## Action item
Which lines of the entries below include "apis"? List them all.

## Available records
PR #3209, opened 2026-08-18
fix(python-node): reject negative shape dims in tensor_from_info GPU guard

### LINKED ISSUE #3208: cuda.py: the new tensor_from_info GPU size guard is bypassed by a negative shape dimension
## Summary

#3079 (c1b225e) added a size-validation guard to `tensor_from_info` to stop a peer-controlled header from building an out-of-bounds GPU tensor. The guard computes `prod(shape) * itemsize` and rejects it when it exceeds the registered `size`. Because it uses a plain running product, a **negative** shape dimension makes the product negative, so the `> size` comparison is false and the guard is skipped — the exact class of malformed header the guard was written to reject.

## Where

`apis/python/node/dora/cuda.py:386-393` (added by #3079):

```python
expected_bytes = np.dtype(np_dtype).itemsize
for dim in shape:
    expected_bytes *= dim
if expected_bytes > size:
    raise ValueError(
        f"tensor shape {shape} * {np_dtype} itemsize = {expected_bytes} bytes "
        f"exceeds registered size {size} bytes — header may be corrupted"
    )
```

`shape` originates from the pool's header JSON and is carried as a `Vec<i64>` (`transport.rs` extracts it as signed ints, so negative values survive), i.e. it is peer/header-controlled — which is precisely the input the guard's own comment names as the threat ("a peer-controlled header that claims a large shape over a small buffer would produce an out-of-bounds GPU tensor").

- A large **positive** product is caught (Python ints are unbounded, no overflow).
- A **negative** dim (e.g. `[-1, 1<<40]` or a single `-1`) yields a negative `expected_bytes`, so `expected_bytes > size` is `False` and the check passes. Execution proceeds to `_CudaArrayInterface(ptr, shape, None, typestr)` → `torch.as_tensor(..., device="cuda")` with an unvalidated shape.

## Severity / confidence

Defense-in-depth. In practice `torch.as_tensor` over a `__cuda_array_interface__` with a negative dimension most likely raises rather than materializing an OOB view, so I have **not** confirmed an actual out-of-bounds read — but relying on torch's downstream behavior means the guard is not doing the job it was added to do, and torch's handling is not a contract. Reachable only on the cross-machine GPU read path (opt-in `DORA_MEMORY_POOL_CROSS_MACHINE`).

## Suggested fix

Reject non-positive dimensions before (or as part of) the size check, e.g.:

```python
if any(d < 0 for d in shape):
    raise ValueError(f"tensor shape {shape} has a negative dimension — header may be corrupted")
```

(A zero dimension is legitimately empty and would pass the size check as `0 <= size`; only negatives need the explicit reject.)

---

_This issue was filed by a **scheduled automated Claude code-review check** (reviewing merged commits from the last two days). Framed as defense-in-depth: the logic hole is verified, but a concrete OOB was not demonstrated — please treat accordingly._

phil-opp:
## Summary

Fixes #3208.

The GPU size guard added to `tensor_from_info` in #3079 (`apis/python/node/dora/cuda.py`) computes `prod(shape) * itemsize` with a plain running product and rejects the header when it exceeds the registered pool `size`. Because `shape` is peer/header-controlled and carried as signed ints, a **negative** dimension makes the running product negative, so `expected_bytes > size` evaluates to `False` and the guard is silently bypassed — exactly the malformed-header class the guard was written to reject.

## Change

Reject negative dimensions explicitly before the size check:

```python
if any(dim < 0 for dim in shape):
    raise ValueError(
        f"tensor shape {shape} has a negative dimension — header may be corrupted"
    )
```

A zero dimension is a legitimately empty tensor and still passes the size check as `0 <= size`, so only negatives are rejected. This matches the fix suggested in the issue.

## Scope / testing

Defense-in-depth, reachable only on the opt-in cross-machine GPU read path (`DORA_MEMORY_POOL_CROSS_MACHINE`). The change is a pure-Python guard that runs before `torch.as_tensor`. There is no existing Python unit-test harness for `cuda.py` (it requires torch + a CUDA device, which is why #3079 shipped the original guard without one), so no automated test is added here; `python3 -m py_compile` passes.

---
_Generated by [Claude Code](https://claude.ai/code/session_01SYaXAByMZaV36WJfHbfZ1N)_

### DIFF
--- a/apis/python/node/dora/cuda.py
+++ b/apis/python/node/dora/cuda.py
@@ -383,6 +383,17 @@ def tensor_from_info(tensor_info: dict) -> torch.Tensor:
         # claims a large shape over a small buffer would produce an
         # out-of-bounds GPU tensor (the CPU path is saved by numpy
         # reshape, but the GPU path has no equivalent backstop).
+        #
+        # Reject negative dimensions first: the size check below uses a
+        # plain running product, and a negative dim makes that product
+        # negative, so `expected_bytes > size` would be False and the
+        # guard would be silently bypassed — exactly the malformed
+        # (peer-controlled) header it exists to reject. A zero dim is a
+        # legitimate empty tensor and passes the size check as 0 <= size.
+        if any(dim < 0 for dim in shape):
+            raise ValueError(
+                f"tensor shape {shape} has a negative dimension — header may be corrupted"
+            )
         expected_bytes = np.dtype(np_dtype).itemsize
         for dim in shape:
             expected_bytes *= dim


phil-opp:

No issues found. The fix is correct: `expected_bytes` is a running product seeded with the dtype itemsize, so a single negative dimension makes the product negative and `expected_bytes > size` becomes False, silently bypassing the guard on the GPU path and constructing a `_CudaArrayInterface` with a negative/out-of-bounds extent. Rejecting negative dims before the size loop closes that hole, and a zero dim still passes as `0 <= size`, preserving legitimate empty tensors. The CPU branch is correctly left alone since its `reshape` provides an independent backstop.

Minor, non-blocking: no regression test was added for the negative-dim header case, so nothing guards against this guard being refactored away later.

---

phil-opp:
The merge-queue failure here is the **Unwrap budget** check (`unwrap/expect count: 162 (budget: 161)`), and it is not caused by this PR.

- This PR changes exactly one file — `apis/python/node/dora/cuda.py` (+11 lines, Python only) — so it adds **zero** Rust `.unwrap()`/`.expect(` and cannot move the unwrap budget.
- On current `origin/main` the count is **159** (budget 161) and `scripts/qa/unwrap-budget.sh` passes locally. Merging this Python-only change on top leaves it at 159.
- The failing run tested a **batched** merge branch (`trunk-merge/pr-3241`, "waiting for other pull requests to finish testing"); the `162` comes from a co-queued PR that added Rust unwraps, not from this change.

No change is warranted on this PR — it should pass once re-tested outside that batch. Happy to rebase if that helps the queue pick it up cleanly.

---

## Exercise result
`apis/python/node/dora/cuda.py:386-393` (added by #3079):
The GPU size guard added to `tensor_from_info` in #3079 (`apis/python/node/dora/cuda.py`) computes `prod(shape) * itemsize` with a plain running product and rejects the header when it exceeds the registered pool `size`. Because `shape` is peer/header-controlled and carried as signed ints, a **negative** dimension makes the running product negative, so `expected_bytes > size` evaluates to `False` and the guard is silently bypassed — exactly the malformed-header class the guard was written to reject.
--- a/apis/python/node/dora/cuda.py
+++ b/apis/python/node/dora/cuda.py
- This PR changes exactly one file — `apis/python/node/dora/cuda.py` (+11 lines, Python only) — so it adds **zero** Rust `.unwrap()`/`.expect(` and cannot move the unwrap budget.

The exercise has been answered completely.